Les bureaux de l'Acadie Nouvelle, à Caraquet.
Un entrepreneur et un spécialiste de l'éthique journalistique s'interrogent sur le prêt accordé par la Ville de Caraquet, au Nouveau-Brunswick, à l'Acadie Nouvelle, tandis que ce journal défend son intégrité.
« Ce n'est pas une banque quand même. C'est une municipalité et ils sont [censés] donner des services aux citoyens », lance Patrick Albert, propriétaire de La Petite Imprimerie
L'entrepreneur a été surpris d'apprendre que la Ville de Caraquet a fourni une avance de fonds de 75 000 $ à l'Acadie Nouvelle, une des trois divisions du groupe Acadie Média, dont fait partie Acadie Presse, une concurrente de La Petite Imprimerie.
« Je peux te dire que j'ai déjà eu des problèmes financiers. Je suis allé à la banque et j'ai signé », affirme M. Albert.
Patrick Albert n'est pas contre le fait que la municipalité ait aidé l'Acadie Nouvelle, un employeur important, mais plutôt contre la façon dont cela s'est fait, d'une manière plus ou moins nette, plus ou moins à l'insu de la population. L'entrepreneur suggère tout de même au prochain conseil municipal de trouver un comptable qui va s'assurer que cette manière d'agir est adéquate pour la ville.
« Ils ont eu un mandat pour faire la gérance de la ville. S'ils sont capables de la faire en faisant des prêts, que ce soit bon pour eux autres, j'en connais un couple de personnes qui auraient aimé en avoir des prêts. Tout de suite même, j'en connais », ajoute M. Albert.
Le professeur Marc-François Bernier, titulaire de la Chaire de recherche sur la francophonie canadienne en communication, évoque la question de conflits d'intérêts. « Il y a bien sûr un problème de conflit d'intérêts potentiel.

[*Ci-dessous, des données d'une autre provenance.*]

Issue #13541, opened 2020-06-04
Magic spells / items / summons forbiden to mages on raging mages can be bought


Qwertytoforty:
**Issue Description**:

Wizards can by anything in the spellbook on raging mages

**What did you expect to happen**: 

Apprenteces, lich, and the like to be RIGHT OUT

**What happened instead**:

Raging mages have apprentices and lich and everything is on fire

**Why is this bad/What are the consequences**:

Raging mages have restrictions to keep wizards living forever / making more apprentences, this breaks that

**Steps to reproduce the problem**:

Force the round as raging
Watch as as everything goes to hell as there is apprenteces and liches

**When did the problem start happening**:

06/04 first reported case

Shockpoint:
This is why I never force ragin'.

SteelSlayer:
I don't know if there was ever code to restrict buying these two things during ragin. Do you recall them being unable to buy in the past at any point?

PR #13576, opened 2020-06-08
Fixes wizards on ragin mages being able to buy restricted spells

### LINKED ISSUE #8278: Bind Soul can be taken on Raging Mages, even though it doesn't work.
**Problem Description**:
You still get gibbed when you die as a wizard on raging mages, despite having an ensouled item

To be able to revive using Bind Soul.

**What happened instead**:
Got gibbed on death, no chance to revive.

It's 2 wasted points on an antag where every point matters. No indication of raging mages for the first mage, so you have no idea not to take it/do it.

Die with bind soul active on raging mages. Become a pillar of salt.

SteelSlayer:
## What Does This PR Do
There are a few items that wizards on ragin' mages aren't allowed to buy but the code wasn't working properly, and this fixes that. 

The spells are:
- The Bind Soul (lich) spell
- The Summon Guns spell
- The Summon Magic spell
- The Summon Ghosts spell
- The Lich loudout (had to add this one in because it contains the lich spell)
- The Gunslinging Reaper loudout (had to add this one in because it contains the lich spell)

## Why It's Good For The Game
Fixes #8278
Fixes: #13541

You'll notice in the second bug report that it suggests apprentices should be restricted as well, but I couldn't fine evidence that it ever was. So that is more of a feature request.

## Changelog
:cl:
fix: Fixes wizards on ragin mages being able to buy restricted spells
/:cl:

### DIFF
--- a/code/game/gamemodes/wizard/spellbook.dm
+++ b/code/game/gamemodes/wizard/spellbook.dm
@@ -1,19 +1,15 @@
 /datum/spellbook_entry
 	var/name = "Entry Name"
-
+	var/is_ragin_restricted = FALSE // FALSE if this is buyable on ragin mages, TRUE if it's not.
 	var/spell_type = null
 	var/desc = ""
 	var/category = "Offensive"
 	var/log_name = "XX" //What it shows up as in logs
 	var/cost = 2
 	var/refundable = TRUE
-	var/surplus = -1 // -1 for infinite, not used by anything atm
 	var/obj/effect/proc_holder/spell/S = null //Since spellbooks can be used by only one person anyway we can track the actual spell
 	var/buy_word = "Learn"
 	var/limit //used to prevent a spellbook_entry from being bought more than X times with one wizard spellbook
-
-/datum/spellbook_entry/proc/IsSpellAvailable() // For config prefs / gamemode restrictions - these are round applied
-	return TRUE
 
 /datum/spellbook_entry/proc/CanBuy(mob/living/carbon/human/user, obj/item/spellbook/book) // Specific circumstances
 	if(book.uses < cost || limit == 0)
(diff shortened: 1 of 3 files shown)


datlo:
This also fixes https://github.com/ParadiseSS13/Paradise/issues/8278

SteelSlayer:
Thanks, I added it.

AzuleUtama:
I think that the gunslinging reaper loadout also has lich in it - so you'll want to blacklist that one too.

SteelSlayer:
@AzuleUtama Oh... you're right it does. Maybe in the future some alternative could be given, like giving back 2 points to choose another spell/item if you choose gunslinger on ragin, but for now I'll have to blacklist it.

SteelSlayer:
@farie82 Yeah I'll try to do something like that

code/game/gamemodes/wizard/spellbook.dm
```diff
@@ -642,11 +610,12 @@
 	var/entry_types = subtypesof(/datum/spellbook_entry) - /datum/spellbook_entry/item - /datum/spellbook_entry/summon - /datum/spellbook_entry/loadout
 	for(var/T in entry_types)
 		var/datum/spellbook_entry/E = new T
-		if(E.IsSpellAvailable())
-			entries |= E
-			categories |= E.category
-		else
+		if(GAMEMODE_IS_WIZARD && E.is_ragin_restricted)
 			qdel(E)
```
farie82, line 614: Can most likely use the same construct as:
https://github.com/ParadiseSS13/Paradise/blob/73e8781b0ad9c51a5593868e0f9330d38e7e47a5/code/game/machinery/PDApainter.dm#L35-L37
`thing` here is a type. This way you don't have to create a new `spellbook_entry` and remove it again if it doesn't fit

SteelSlayer: I tried doing 
```js
for(var/T in entry_types)
		var/datum/spellbook_entry/E = T
		if(GAMEMODE_IS_WIZARD && E.is_ragin_restricted)
			continue
		E = new T
        ...
```
But my spellbook ends up completely blank. I assume byond won't allow me to do the `E = new T` line.

PR #13577, opened 2020-06-08
Gives the Chef the CQC manual as a traitor item

trololiver112:
## What Does This PR Do
This PR allows the Chef to buy CQC from his uplink for 12 TC. This will also add the manual to the surplus, which should be fine considering you can already get it from a bundle.

## Why It's Good For The Game
CQC currently can only be gotten for nukies or from the traitor bundle. This would make it possible for a chef, who can already use CQC in the kitchen to bring it outside the kitchen. As well as traitors having a chance of getting it from surplus.

## Changelog
:cl:
tweak: Chefs can now buy the CQC manual from their traitor uplink. It can also now be gotten from the surplus crate.
/:cl:

### DIFF
--- a/code/modules/martial_arts/martial.dm
+++ b/code/modules/martial_arts/martial.dm
@@ -204,8 +204,6 @@
 	to_chat(user, "<span class='boldannounce'>You remember the basics of CQC.</span>")
 
 	var/datum/martial_art/cqc/CQC = new(null)
-	var/datum/martial_art/cqc/under_siege/CCQC = new(null)
-	CCQC.remove(user)
 	CQC.teach(user)
 	user.drop_item()
 	visible_message("<span class='warning'>[src] beeps ominously, and a moment later it bursts up in flames.</span>")
--- a/code/modules/martial_arts/martial.dm
+++ b/code/modules/martial_arts/martial.dm
@@ -195,12 +195,17 @@
 	icon = 'icons/obj/library.dmi'
 	icon_state = "cqcmanual"
 
+/obj/item/CQC_manual/chef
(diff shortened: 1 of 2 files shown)


code/modules/martial_arts/martial.dm
```diff
@@ -195,12 +195,17 @@
...
+/obj/item/CQC_manual/chef
+	desc = "A small, black manual. Written on the back it says: Bringing the home advantage with you."
+
 /obj/item/CQC_manual/attack_self(mob/living/carbon/human/user)
 	if(!istype(user) || !user)
 		return
 	to_chat(user, "<span class='boldannounce'>You remember the basics of CQC.</span>")
 
 	var/datum/martial_art/cqc/CQC = new(null)
+	var/datum/martial_art/cqc/under_siege/CCQC = new(null)
```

Ce qu'on veut dans notre société, c'est que les médias surveillent les administrations publiques et ceux qui ont du pouvoir. Là, bien sûr, quand on contracte une dette envers ces gens-là, on perd de la distance critique », explique M. Bernier.
L'Association acadienne des journalistes n'a pas voulu commenter cette affaire.
Le journal défend son intégrité
L'éditeur et directeur général du quotidien l'Acadie Nouvelle, Francis Sonier, affirme pour sa part que la somme a été avancée à l'entreprise au moment où elle manquait de liquidités.
Selon M. Sonier, la ligne éditoriale du journal et son intégrité n'ont pas été sacrifiées puisque le prêt a été accordé à l'entreprise et que l'équipe de rédaction n'a jamais été mise au courant.
« Notre ligne éditoriale n'a jamais été touchée. Les employés n'ont jamais été mis au courant qu'il y avait de l'argent qui venait soit de la Ville de Caraquet ou d'autres investisseurs. C'est vraiment étanche. Il y a la salle de nouvelles et l'administration. Ce dossier-ci a été traité entre deux administrations, celle du groupe Acadie Média et celle de la Ville de Caraquet », explique Francis Sonier.
Le directeur ajoute que la situation financière de l'entreprise s'est rétablie depuis ce moment, et que le journal a remboursé l'avance au bout de deux mois.